Differenza fra la contemplazione dei santi e quella dei filosofi
E’ necessario notare qui una differenza fra la contemplazione dei fedeli
cristiani e quella dei filosofi pagani.
I pagani non cercavano che la propria perfezione ed ecco perché si
limitavano alla loro intelligenza; essi non si proponevano che d’arricchire
il loro ingegno di una nuova conoscenza. Ma la contemplazione dei santi,
che è poi quella dei cristiani, ha per fine l’amore di Dio contemplato. Ecco
perché essa non si limita alla intelligenza ma arriva alla volontà per
accendervi l’amore.
I santi nelle loro contemplazioni si propongono soprattutto di aumentare
la loro carità. Vale di più infatti, conoscere Gesù Cristo e possederlo
spiritualmente per mezzo della grazia, che possederlo col suo corpo o
anche nella sua essenza, ma senza la grazia.

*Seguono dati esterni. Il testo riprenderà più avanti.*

PR #1118, opened 2021-10-02
Upgrade Stargate dependency 1.0.29 -> 1.0.35

adejanovski:


jeffbanks (approved):
LGTM

PR #1126, opened 2021-10-11
Expanding security ctx controls

jeffbanks:
**What this PR does**:
Adds unique defaults, and security context controls for the various k8ssandra components.

Provides the ability to specify unique container securityContext defaults for reaper vs. medusa vs. cassandra components.

Complements effort: [k8ssand-705 epic](https://k8ssandra.atlassian.net/browse/K8SSAND-705) stories.

**Checklist**
- [x] Changes manually tested


charts/k8ssandra/templates/cassandra/cassdc.yaml
```diff
@@ -1,7 +1,13 @@
 {{- $datacenter := (index .Values.cassandra.datacenters 0) -}}
 {{- $medusaImage := (printf "%s:%s" .Values.medusa.image.repository .Values.medusa.image.tag) -}}
-{{- $defaultSecurityCtx := (include "k8ssandra-common.container.security-ctx-defaults" .) -}}
-{{- $defaultPodSecurityCtx := (include "k8ssandra-common.pod.pod-security-ctx-defaults" .) -}}
+{{- $cassServerCfgSecurityCtx := (include "k8ssandra-common.container.cass-svrcfg-security-ctx-defaults" .) -}}
```
jsanda, line 3: It looks like there is a separate template used for each container. What is the value in using the templates vs just making sure the security context is configurable for each container and providing a default value? A template would make more sense to me if it was shared and reused, but that doesn't appear to be the case.

charts/k8ssandra/templates/cassandra/cassdc.yaml
```diff
@@ -166,11 +172,12 @@ spec:
 {{- end }}
   podTemplateSpec:
     spec:
+      securityContext: {{- ternary ($cassPodSecurityCtx) (.Values.cassandra.podSecurityContext | toYaml) (empty .Values.cassandra.podSecurityContext) | nindent 8 }}
```
jsanda, line 175: Following from my comment above about just setting defaults vs templates, I think this could then be simplified to 

```yaml
securityContext: {{- .Values.cassandra.podSecurityContext | toYaml | nindent 8 }}
```
And when the changes from https://github.com/k8ssandra/cass-operator/pull/218 are available we won't even need to set the `securityContext`.

jsanda (commented):
Maybe I am missing something, but it looks like this could be simplified considerably by setting default values for the `securityContext` and `podSecurityContext` properties in the various values.yaml files.

charts/k8ssandra/templates/cassandra/cassdc.yaml
jeffbanks: Default security settings between containers are currently setup to be used as a 1:1 mapping for the k8ssandra common templates.  The `SecurityContext` default settings applied by K8ssandra _may_ have cases in the future where the templates are shared among container settings.  In this PR they are independent of one another to allow for flexibility of change as we evolve the overall set of default security properties. 

Having these scoped to owned containers (and pods) made it easier to adjust a security policy without impacting other components.  Reusing across unrelated components became time consuming to test and track how a new setting impacted the others.  Being a security related feature and its importance, redundancy & clarity seemed more appropriate for these.

One convenient side-effect of the template usage is when a user has `SecurityContext` properties existing in the `values.yaml`, it becomes an easy way to identify that the K8ssandra default security policy is being overridden for a particular container and/or pod.  

Also, not having defaults existing directly in the `values.yaml` is less verbose prior to template rendering and reduces the chance for misconfigured applied security settings.  Our intent I believe is that it will be rare when needing to override the K8ssandra security defaults as they adhere to k8s best-practices.

charts/k8ssandra/templates/cassandra/cassdc.yaml
jeffbanks: See comment above for more explanation on the use of templates.  I'm not clear on why securityContext would no longer need to be set.  Are you saying for the pod in this specific context, or for all of the medusa, reaper, init containers, etc. in the cassdc  spec overall?   The entire scope of these changes are securityContext k8s related.

jeffbanks: Moving forward with changes to remove from templates and apply to directly to the `values.yaml` for the configuration by users.

charts/k8ssandra/templates/cassandra/cassdc.yaml
jeffbanks: Moving forward with changes to remove from templates and apply to directly to the `values.yaml` for the configuration by users.

jeffbanks:
@jsanda Recent changes are scoped to operator `securityContext` along with placeholders for expansion as we evolve phase II changes.

* SecurityContext default placeholders existing for all containers and identified pods.
* Updated operator securityContext settings w/ restrictions for `non-root` and `readOnlyRootFilesystem`.
```
runAsNonRoot: true
runAsUser: 65534
runAsGroup: 65534
readOnlyRootFilesystem: true
```

* Removed securityContext templates and we now directly apply what is in the `values.yaml` for any defaults.
* Tested with Medusa, Reaper and Reaper-operator instances using this PR branch of K8ssandra.

Related `reaper` and `reaper-operator` PRs as reference:
* [Reaper PR](https://github.com/thelastpickle/cassandra-reaper/pull/1139) - closed
* [Reaper-operator PR](https://github.com/k8ssandra/reaper-operator/pull/84) - open, ready for review

jsanda (commented):
When I run `helm install` I get this error:

`Error: Reaper.reaper.cassandra-reaper.io "test-reaper" is invalid: spec.schemaInitContainerConfig: Invalid value: "null": spec.schemaInitContainerConfig in body must be of type object: "null"`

Più l’anima è pura e più ha la capacità di contemplazione
Ora, man mano che l’anima si purifica ed entra in se stessa, l’occhio della
contemplazione le si dilata, ed essa si prepara una scala per ascendere
fino alla contemplazione di Dio.
Questa contemplazione infuocherà l’anima d’amore per le cose celesti,
divine, eterne e le farà sommamente disdegnare come nullità tutto ciò che
è terreno e temporaneo.
Si conosce Dio soprattutto per via di negazione
Quando cerchiamo di conoscere Dio per via di negazione, noi neghiamo
in lui ciò che appartiene al corpo, ai sensi, alla immaginazione; neghiamo
perfino ciò che è proprio della nostra ragione, insomma l’essere come lo si
incontra presso le creature (41). E’ il miglior modo, secondo san Dionigi,
l’arrivare alla conoscenza di Dio (42), quale ci è permesso acquistarla
sulla terra.
E’ in questa oscurità che abita Dio e nella quale entrò Mosè per elevarsi
fino alla luce inaccessibile (43).
Ma non è dallo spirito, bensì dal corpo che si deve incominciare. Bisogna
seguire la via ordinaria e andare dalla fatica dell’azione al riposo della
contemplazione: dalle virtù morali, alle virtù della visione sublime (44).